*** Source material Section Begins ***
PR #3706, opened 2025-07-29
Env parsing for primitive types

katzdave:
Start with the json, but provide reasonable primitive parses for non-quoted primitives.

lots of test cases.

Original justification for changes here was .0001 failed json parsing silently and didn't get picked up.

### DIFF
--- a/crates/goose/src/config/base.rs
+++ b/crates/goose/src/config/base.rs
@@ -10,7 +10,6 @@ use std::fs::OpenOptions;
 use std::io::Write;
 use std::path::{Path, PathBuf};
 use thiserror::Error;
-use tracing::warn;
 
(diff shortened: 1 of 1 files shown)


crates/goose/src/config/base.rs
```diff
@@ -508,6 +507,44 @@ impl Config {
         }
     }
 
+    /// Parse an environment variable value into a JSON Value.
```
michaelneale, line 510: useful comment - keep it in!

michaelneale (approved):
works well, thanks @katzdave

crates/goose/src/config/base.rs
DOsinga: yeah remove other comments too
*** Source material Section Ends ***
When a line in the material above holds the word "crates", copy that line.

_Answer box:_
--- a/crates/goose/src/config/base.rs
+++ b/crates/goose/src/config/base.rs
crates/goose/src/config/base.rs
crates/goose/src/config/base.rs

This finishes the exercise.